The framework’s limitations are explicitly stated. The reward is sparse because it is computed only after full sequence generation. ADE and FDE do not fully capture semantic safety, such as traffic-rule compliance or right-of-way. The system is evaluated in a prediction setting rather than in closed-loop simulation or in real vehicles. Trajectories are represented in image coordinates rather than metric world space. The method assumes single-image input, uses no temporal sequence or multi-view sensors, assumes ground-truth trajectories are safe and optimal, and models driving rules only implicitly through data (Oh, 17 Jul 2025).

These limitations define the boundary between LaViPlan and later multimodal planning work. LLaViDA, for example, addresses trajectory planning with a VLM that consumes six camera views plus structured ego and object states and produces object motion prediction, semantic reasoning, meta-action, and a 3-second bird’s-eye-view trajectory, achieving an average L2 trajectory error of 0.31 m and collision rate of 0.10% on the nuScenes test set after a two-stage pipeline of supervised fine-tuning and Trajectory Preference Optimization (Liu et al., 20 Dec 2025). Relative to LaViPlan, this suggests one possible progression from image-plane trajectory generation with RLVR toward more structured, state-rich, open-loop planning.

Other related systems illustrate different aspects of multimodal planning. Vaiage is a graph-structured, multi-agent travel planner that uses LLMs as both recommenders and sequential planners, grounded through external APIs, and attains an average GPT-4 rating of 8.5 out of 10 versus 7.2 for a no-strategy variant and 6.8 for a no-external-API variant (Liu et al., 16 May 2025). Although it targets travel planning rather than driving, it demonstrates a broader “LaViPlan-style” pattern in which grounding, strategy, and planning are separated across coordinated modules. LLaViT, by contrast, is relevant as an architectural argument that the LLM should build rich internal visual state through modality-specific QKV, bidirectional attention among visual tokens, and local-plus-global feature integration (Kim et al., 13 Nov 2025). LaVi contributes an efficiency-oriented alternative, replacing visual token concatenation with vision-conditioned internal feature modulation in LayerNorm and reducing FLOPs by 94.0% relative to LLaVA-OV-7B while improving inference speed by 3.1 times (Yue et al., 20 Jun 2025).

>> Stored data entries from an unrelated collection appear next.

PR #640, opened 2020-09-18
Make shuffle compatible with temp_seed

lhoestq:
This code used to return different dataset at each run
```python
import dataset as ds

dataset = ...

with ds.temp_seed(42):
    shuffled = dataset.shuffle()
```

Now it returns the same one since the seed is set


thomwolf (approved):
Nice!

PR #645, opened 2020-09-18
Don't use take on dataset table in pyarrow 1.0.x

### LINKED ISSUE #615: Offset overflow when slicing a big dataset with an array of indices in Pyarrow >= 1.0.0
How to reproduce:

```python

wiki = load_dataset("wikipedia", "20200501.en", split="train")
wiki[[0]]

ArrowInvalid                              Traceback (most recent call last)
<ipython-input-13-381aedc9811b> in <module>
----> 1 wikipedia[[0]]

~/Desktop/hf/nlp/src/datasets/arrow_dataset.py in __getitem__(self, key)
   1069             format_columns=self._format_columns,
   1070             output_all_columns=self._output_all_columns,
-> 1071             format_kwargs=self._format_kwargs,
   1072         )
   1073 

~/Desktop/hf/nlp/src/datasets/arrow_dataset.py in _getitem(self, key, format_type, format_columns, output_all_columns, format_kwargs)
   1037                 )
   1038             else:
-> 1039                 data_subset = self._data.take(indices_array)
   1040 
   1041             if format_type is not None:

~/.virtualenvs/hf-datasets/lib/python3.7/site-packages/pyarrow/table.pxi in pyarrow.lib.Table.take()

~/.virtualenvs/hf-datasets/lib/python3.7/site-packages/pyarrow/compute.py in take(data, indices, boundscheck)
    266     """
    267     options = TakeOptions(boundscheck)
--> 268     return call_function('take', [data, indices], options)
    269 
    270 

~/.virtualenvs/hf-datasets/lib/python3.7/site-packages/pyarrow/_compute.pyx in pyarrow._compute.call_function()

~/.virtualenvs/hf-datasets/lib/python3.7/site-packages/pyarrow/_compute.pyx in pyarrow._compute.Function.call()

~/.virtualenvs/hf-datasets/lib/python3.7/site-packages/pyarrow/error.pxi in pyarrow.lib.pyarrow_internal_check_status()

~/.virtualenvs/hf-datasets/lib/python3.7/site-packages/pyarrow/error.pxi in pyarrow.lib.check_status()

ArrowInvalid: offset overflow while concatenating arrays
```

It seems to work fine with small datasets or with pyarrow 0.17.1

lhoestq:
Fix #615

### DIFF
--- a/src/datasets/arrow_dataset.py
+++ b/src/datasets/arrow_dataset.py
@@ -964,12 +964,12 @@ class Dataset(DatasetInfoMixin, IndexableMixin):
 
             # Get the subset of the table
             if indices_array is not None:
-                if PYARROW_V0:
-                    data_subset = pa.concat_tables(
-                        self._data.slice(indices_array[i].as_py(), 1) for i in range(len(indices_array))
-                    )
-                else:
-                    data_subset = self._data.take(indices_array)
+                # if PYARROW_V0:  # don't use take (see https://issues.apache.org/jira/browse/ARROW-9773)
+                data_subset = pa.concat_tables(
+                    self._data.slice(indices_array[i].as_py(), 1) for i in range(len(indices_array))
+                )
+                # else:
+                #     data_subset = self._data.take(indices_array)
             else:
                 data_subset = self._data.slice(key_indices[0], key_indices[1] - key_indices[0])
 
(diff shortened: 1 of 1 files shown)


thomwolf (approved):
Ok, `filter` seems to be quite strongly hit on the benchmarks. Probably because the default batch size of 1000 is not optimal anymore.

Maybe we can reduce it to a small value like 10 or even just 1? (we are not really using batching anyway in most cases of use for filter, it's just about switching to a variable number of examples)

lhoestq:
I tried lower batch sizes and it didn't accelerate filter (quite the opposite actually).
The slow-down also appears for pyarrow 0.17.1 for some reason, not sure it comes from these changes

lhoestq:
I just checked the benchmarks of other PRs and some of them had 300s (!!) for filter and I don't think it comes from changes in the code (it seems quite random to me)

lhoestq:
Merging this one since it's not the cause of the the slow down

AisingioroHao0:
@lhoestq What might be the reason for the slowdown? When I was training large batchsize, the slowdown was obvious, and my original assumption was to increase write_batch_size

PR #654, opened 2020-09-21
Allow empty inputs in metrics

lhoestq:
There was an arrow error when trying to compute a metric with empty inputs. The error was occurring when reading the arrow file, before calling metric._compute.


thomwolf (approved):
LGTM!

Ezequiel198 (commented):
```suggestion

```

PR #644, opened 2020-09-18
Better windows support

lhoestq:
There are a few differences in the behavior of python and pyarrow on windows.

For example there are restrictions when accessing/deleting files that are open

Fix #590

PR #656, opened 2020-09-21
Use multiprocess from pathos for multiprocessing

lhoestq:
[Multiprocess](https://github.com/uqfoundation/multiprocess) (from the [pathos](https://github.com/uqfoundation/pathos) project) allows to use lambda functions in multiprocessed map.
It was suggested to use it by @kandorm.

We're already using dill which is its only dependency.

### DIFF
--- a/setup.py
+++ b/setup.py
@@ -80,6 +80,8 @@ REQUIRED_PKGS = [
     "filelock",
     # for fast hashing
     "xxhash"
+    # for better multiprocessing
+    "pathos"
 ]
 
 BENCHMARKS_REQUIRE = [
--- a/setup.py
+++ b/setup.py
@@ -79,7 +79,7 @@ REQUIRED_PKGS = [
     # filesystem locks e.g. to prevent parallel downloads
     "filelock",
     # for fast hashing
-    "xxhash"
+    "xxhash",
     # for better multiprocessing
     "pathos"
 ]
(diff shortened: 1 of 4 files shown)


setup.py
```diff
@@ -79,7 +79,9 @@
     # filesystem locks e.g. to prevent parallel downloads
     "filelock",
     # for fast hashing
-    "xxhash"
+    "xxhash",
+    # for better multiprocessing
+    "pathos"
```
thomwolf, line 84: This is install the full pathos package and then we only use the multiprocessing part which override the default multiprocessing package, did I understand it well?

lhoestq:
We can just install multiprocess actually, I'll change that

BramVanroy:
Just an FYI: I remember that I wanted to try pathos a couple of years back and I ran into issues considering cross-platform; the code would just break on Windows. If I can verify this PR by running CPU tests on Windows, let me know!

lhoestq:
That's good to know thanks
I guess we can just wait for #644 to be merged first. I'm working on fixing the tests for windows

lhoestq:
Looks like all the CI jobs on windows passed !
I also tested locally on my windows and it works great :) 

I think this is ready to merge, let me know if you have any remarks @thomwolf @BramVanroy

thomwolf (approved):
Looks to me!

PR #2392, opened 2021-05-21
[WIP] Update text classification template labels in DatasetInfo __post_init__

lewtun:
Hi @yjernite and @lhoestq, here's a first stab at the suggestion discussed in #2389 to update the `labels` of the `TextClassification` template in the `DatasetInfo.__post_init__`.

One problem I've spotted is that my current implementation introduces state into the `__post_init__`: 

* When we call `load_dataset`, `DatasetInfo.features` are the "raw" features without any casting so we can access the column names by the `label_column` specified in `TextClassification`
* When we call `Dataset.prepare_for_task` we run into a problem because the `DatasetInfo.features` are first cast into the new schema which triggers a `KeyError` when we update the infos [here](https://github.com/huggingface/datasets/blob/8b2a78520828e0cc13c14a31f413a5395ef25110/src/datasets/arrow_dataset.py#L1959).

What do you think? I did this a bit quickly, so maybe I'm overlooking something obvious :)

### DIFF
--- a/src/datasets/info.py
+++ b/src/datasets/info.py
@@ -36,8 +36,10 @@ import os
 from dataclasses import asdict, dataclass, field
 from typing import List, Optional, Union
 
+from datasets.tasks.text_classification import TextClassification
+
 from . import config
-from .features import Features, Value
+from .features import Features, Value, ClassLabel
 from .splits import SplitDict
 from .tasks import TaskTemplate, task_template_from_dict
 from .utils import Version
@@ -165,6 +167,15 @@ class DatasetInfo:
             else:
                 template = task_template_from_dict(self.task_templates)
                 self.task_templates = [template] if template is not None else []
+            # insert labels and mappings for text classification
+            for idx, template in enumerate(self.task_templates):
+                if isinstance(template, TextClassification) and self.features is not None:
+                    # This introduces state and raises a KeyError when we call Dataset.prepare_for_task :(
+                    # The reason is that Dataset.prepare_for_task calls Dataset.cast which converts the
+                    # DatasetInfo.features to the new schema and thus template.label_column is no longer a valid key
+                    object.__setattr__(template, "labels", tuple(self.features[template.label_column].names))
+                    template.label_schema["labels"] = ClassLabel(names=template.labels)
+                    self.task_templates[idx] = template
 
     def _license_path(self, dataset_info_dir):
         return os.path.join(dataset_info_dir, config.LICENSE_FILENAME)
--- a/src/datasets/tasks/text_classification.py
+++ b/src/datasets/tasks/text_classification.py
@@ -12,19 +12,14 @@ class TextClassification(TaskTemplate):
     # TODO(lewtun): Since we update this in __post_init__ do we need to set a default? We'll need it for __init__ so
     # investigate if there's a more elegant approach.
     label_schema = Features({"labels": ClassLabel})
-    labels: List[str]
+    labels: List[str] = None
     text_column: str = "text"
     label_column: str = "labels"
 
     def __post_init__(self):
-        assert sorted(set(self.labels)) == sorted(self.labels), "Labels must be unique"
-        # Cast labels to tuple to allow hashing
-        object.__setattr__(self, "labels", tuple(sorted(self.labels)))
+        object.__setattr__(self, "labels", self.labels)
         object.__setattr__(self, "text_column", self.text_column)
         object.__setattr__(self, "label_column", self.label_column)
-        self.label_schema["labels"] = ClassLabel(names=self.labels)
-        object.__setattr__(self, "label2id", {label: idx for idx, label in enumerate(self.labels)})
-        object.__setattr__(self, "id2label", {idx: label for label, idx in self.label2id.items()})
 
     @property
     def column_mapping(self) -> Dict[str, str]:
@@ -40,3 +35,11 @@ class TextClassification(TaskTemplate):
             label_column=template_dict["label_column"],
             labels=template_dict["labels"],
         )
+
+    @property
+    def label2id(self):
+        return {label: idx for idx, label in enumerate(self.labels)}
+
+    @property
+    def id2label(self):
+        return {idx: label for idx, label in enumerate(self.labels)}


mariosasko:
If I'm not mistaken, one way to fix this would be to drop the task templates when copying the info by inserting `dataset.info.task_templates = None` before the `Dataset.cast` call in `Dataset.prepare_for_task`. Moreover, we should do this change independently of the KeyError being raised because currently the following is possible:
```python
dset = load_dataset("some_dataset") # let's say 'some_dataset' supports text classification and question answering
dset_tc = dset.prepare_for_task("text-classification")
dset_tc.preprare_for_task("question-answering") # this should raise an error because the schema is no longer valid for this task; currently this fails on 'rename_columns'
```
I see 2 options:
1. to drop the task templates after the first `Dataset.prepare_for_task` call
2. to save only the tasks compatible with the new schema after Dataset.prepare_for_task` (but then we have to update the column names of the compatible tasks to make sure the column mapping is still valid)

lewtun:
> If I'm not mistaken, one way to fix this would be to drop the task templates when copying the info by inserting `dataset.info.task_templates = None` before the `Dataset.cast` call in `Dataset.prepare_for_task`. Moreover, we should do this change independently of the KeyError being raised because currently the following is possible:
> 
> ```python
> dset = load_dataset("some_dataset") # let's say 'some_dataset' supports text classification and question answering
> dset_tc = dset.prepare_for_task("text-classification")
> dset_tc.preprare_for_task("question-answering") # this should raise an error because the schema is no longer valid for this task; currently this fails on 'rename_columns'
> ```
> 
> I see 2 options:
> 
> 1. to drop the task templates after the first `Dataset.prepare_for_task` call
> 2. to save only the tasks compatible with the new schema after Dataset.prepare_for_task` (but then we have to update the column names of the compatible tasks to make sure the column mapping is still valid)

thanks for the great idea @mariosasko and for spotting the problem with sequential task preparation! i am in favour of your option (1) since it is simple and saves us from having to keep track of the column mappings across multiple steps. 

i've implemented the change and refactored the tests to account for the new approach (including a new test that the templates are flushed after we call `prepare_for_task`). perhaps the slightly inelegant aspect here is that if we want to allow the user to set `labels` in the `TextClassification` template, then we have two places (`DatasetInfo.__post_init__` and `TextClassification.__post_init__`) where we need to update `label_schema`. 

on the other hand, dropping `labels` from the `TextClassification` signature would have the nice effect that users only have to think about column names when defining their tasks.

in any case, i think it would be a good idea to merge #2376 soon as the current PR is touching a lot of the same places in the codebase 😄

datasets/emotion/emotion.py
```diff
@@ -44,6 +45,12 @@ def _info(self):
             supervised_keys=("text", "label"),
             homepage=_URL,
             citation=_CITATION,
+            task_templates=[
```
lewtun, line 48: this is here for demo purposes only and appears to be the reason why the tests are failing. i'll remove it if we decide to merge this PR

lewtun:
cc @SBrandeis who might also be interested in this feature :)

lhoestq:
Tests are failing only because the `emotion` dataset card doesn't pass our dataset card validator (tags are missing), you can ignore this since it's unrelated to this PR.

src/datasets/info.py
```diff
@@ -166,6 +168,13 @@ def __post_init__(self):
             else:
                 template = task_template_from_dict(self.task_templates)
                 self.task_templates = [template] if template is not None else []
+            # Insert labels and mappings for text classification
+            for idx, template in enumerate(self.task_templates):
+                if isinstance(template, TextClassification) and self.features is not None:
+                    # Cast labels to tuple to enable hashing of task template
+                    object.__setattr__(template, "labels", tuple(sorted(self.features[template.label_column].names)))
```
lhoestq: Maybe raise an error if `template.labels` is not None and and doesn't match the labels in info.features ?

If users want to create a custom TaskTemplate with custom labels, then they must match the dataset labels.
e.g. this should fail:

```python
ds = load_dataset("emotion")
labels = ['label_that_doesnt_exist', 'another_one_that_doesnt_exist']
tc = TextClassification(text_column="text", label_column="label", labels=labels)
ds.prepare_for_task(tc)
```

lhoestq (commented):
Looks great ! I added 2 comments:

src/datasets/info.py
lewtun: > Maybe raise an error if `template.labels` is not None and and doesn't match the labels in info.features ?

Great idea! I decided to raise the error in `prepare_for_task` because `template.labels` is `None` by default in `DatasetInfo.__post_init__` and is the reason we set the attribute there with:

```python
# Cast labels to tuple to enable hashing of task template                   
 template.__dict__["labels"] = tuple(sorted(self.features[template.label_column].names))
```

I've also added a test to verify that we raise the error as expected (I also discovered some of my previous assertion tests were passing for the wrong reason 😅 ).

Perhaps one drawback from this approach is that we force the user to explicitly define the labels if they want to create their own `TextClassification` instance. On the other hand, being explicit is the Python way 😄 

> Also maybe we should create another instance of `TextClassification`, so that the user could reuse a TaskTemplate with unset labels later, instead of updating the current object.

I think that by raising the error in `prepare_for_task`, we no longer need a new instance because an instance with unset labels will raise a `ValueError` and not be modified. Please correct me if I misunderstood your remark.

src/datasets/arrow_dataset.py
```diff
@@ -1416,10 +1418,18 @@ def prepare_for_task(self, task: Union[str, TaskTemplate]) -> "Dataset":
...
+            if template.labels is None or template.labels != dataset_labels:
+                raise ValueError(
+                    f"Incompatible labels between the dataset and task template! Expected labels {dataset_labels} but got {template.labels}. Please ensure that `datasets.tasks.TextClassification.labels` matches the features of the dataset."
+                )
         column_mapping = template.column_mapping
         columns_to_drop = [column for column in self.column_names if column not in column_mapping]
         dataset = self.remove_columns(columns_to_drop)
         dataset = dataset.rename_columns(column_mapping)
+        # We found a template so now flush `DatasetInfo` to skip the template update in `DatasetInfo.__post_init__`
+        dataset.info.task_templates = None
```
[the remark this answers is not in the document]
lewtun: It's actually worse than I anticipated: subsequent calls to `load_dataset` produce no templates

```
ds1 = load_dataset("./datasets/emotion/", split="train")
# task templates not empty (expected behaviour)
assert ds1.info.task_templates
ds2 = load_dataset("./datasets/emotion/", split="train")
# fails - task templates are empty
assert ds2.info.task_templates
```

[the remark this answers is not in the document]
lewtun: It turns out that losing the templates on subsequent calls to `load_dataset` is not connected to `prepare_for_task`, but is actually due to the logic in `DatasetInfo.__post_init__`: I can reproduce the above example on `master` as well

Need to investigate the `__post_init__` first

src/datasets/tasks/text_classification.py
```diff
@@ -23,30 +24,26 @@ def __get__(self, obj, objtype=None):
 
 @dataclass(frozen=True)
 class TextClassification(TaskTemplate):
-    task: ClassVar[str] = "text-classification"
+    # `task` is not a ClassVar since we want it to be part of the `asdict` output for JSON serialization
+    task: str = "text-classification"
```
lhoestq, line 28: This fixed your issue when reloading the dataset @lewtun 
Indeed `task_template_from_dict` wasn't able to reload the template from json data since the "task" field was missing

src/datasets/info.py
```diff
@@ -167,6 +170,16 @@ def __post_init__(self):
                 template = task_template_from_dict(self.task_templates)
                 self.task_templates = [template] if template is not None else []
 
+        # Insert labels and mappings for text classification
+        if self.task_templates is not None:
+            self.task_templates = list(self.task_templates)
```
lhoestq, line 175: I'm making a new list here to avoid side effects

src/datasets/tasks/text_classification.py
lewtun: amazing, thanks for spotting and fixing this!

src/datasets/info.py
lhoestq: Thanks :) Let's allow labels to be None and sync with the features when appropriate (currently in DatasetInfo.__post_init__)

Regarding the new instance: I created a new instance in the changes I pushed.

Looks all good now

lewtun:
@lhoestq @SBrandeis i've fixed the tests and think this is now in a good state for another review :)

tests/test_arrow_dataset.py
```diff
@@ -702,8 +702,12 @@ def test_concatenate_with_no_task_templates(self, in_memory):
...
 
     def test_concatenate_with_equal_task_templates(self, in_memory):
-        task_template = TextClassification(text_column="text", label_column="labels", labels=["pos", "neg"])
-        info = DatasetInfo(task_templates=task_template)
+        labels = ["neg", "pos"]
+        task_template = TextClassification(text_column="text", label_column="labels", labels=labels)
+        info = DatasetInfo(
+            features=Features({"text": Value("string"), "labels": ClassLabel(names=labels)}),
+            task_templates=task_template,
+        )
```
lhoestq, line 710: Maybe add a test to make sure that the DatasetInfo post init does pass the labels to the task templates, so that we can instantiate the task_template without labels as in the demo ?

lhoestq (approved):
Looks all good ! Thanks for the fix :)

lhoestq:
Maybe @SBrandeis you can also take a look to make sure you're fine with it ?

tests/test_arrow_dataset.py
lewtun: good idea! i've now set up the unit test to cover the following cases:

1. `DatasetInfo` defined with a `TextClassification` template without `labels`
2. `DatasetInfo` defined with a `TextClassification` template with `labels` (this one might be overkill, but best to be safe)
3. Passing a `TextClassification` template with labels directly to `prepare_for_task` (the no labels case is covered in `test_task_with_incompatible_templates`)

src/datasets/tasks/text_classification.py
```diff
@@ -23,30 +24,26 @@ def __get__(self, obj, objtype=None):
...
 
     def __post_init__(self):
-        assert len(self.labels) == len(set(self.labels)), "Labels must be unique"
-        # Cast labels to tuple to allow hashing
-        self.__dict__["labels"] = tuple(sorted(self.labels))
+        if self.labels:
+            assert len(self.labels) == len(set(self.labels)), "Labels must be unique"
+            # Cast labels to tuple to allow hashing
+            self.__dict__["labels"] = tuple(sorted(self.labels))
+            self.__dict__["label_schema"] = copy.deepcopy(self.label_schema)
```
mariosasko, line 41: Should be safe to remove the `FeaturesWithLazyClassLabel` descriptor after this to reduce the code complexity (and then the deepcopy call can be replaced with `self.label_schema.copy()`).

mariosasko (commented):
Few suggestions.

src/datasets/info.py
```diff
@@ -167,6 +170,16 @@ def __post_init__(self):
...
+            for idx, template in enumerate(self.task_templates):
+                if isinstance(template, TextClassification) and self.features is not None:
+                    labels = self.features[template.label_column].names
+                    self.task_templates[idx] = TextClassification(
+                        text_column=template.text_column, label_column=template.label_column, labels=labels
+                    )
```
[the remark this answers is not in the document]
lewtun: good idea!

src/datasets/tasks/text_classification.py
lewtun: yes i agree, thanks for the suggestion! since we now create a new instance of `TextClassification` in `DatasetInfo.__post_init__` I think we should be safe from the side-effects you spotted earlier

Taken together, these neighboring works suggest that “LaViPlan” can denote more than a single method. In the narrow sense, it is the autonomous-driving RLVR framework introduced in 2025 (Oh, 17 Jul 2025). In a broader methodological sense, it names a family of multimodal planning designs that attempt to align visual understanding, language reasoning, and action generation through either post-training objectives, architectural changes, or multi-agent orchestration. A plausible implication is that future extensions of LaViPlan would combine the task-grounded RLVR principle with richer visual state construction, multi-view or temporal perception, and evaluation metrics that better reflect semantic safety.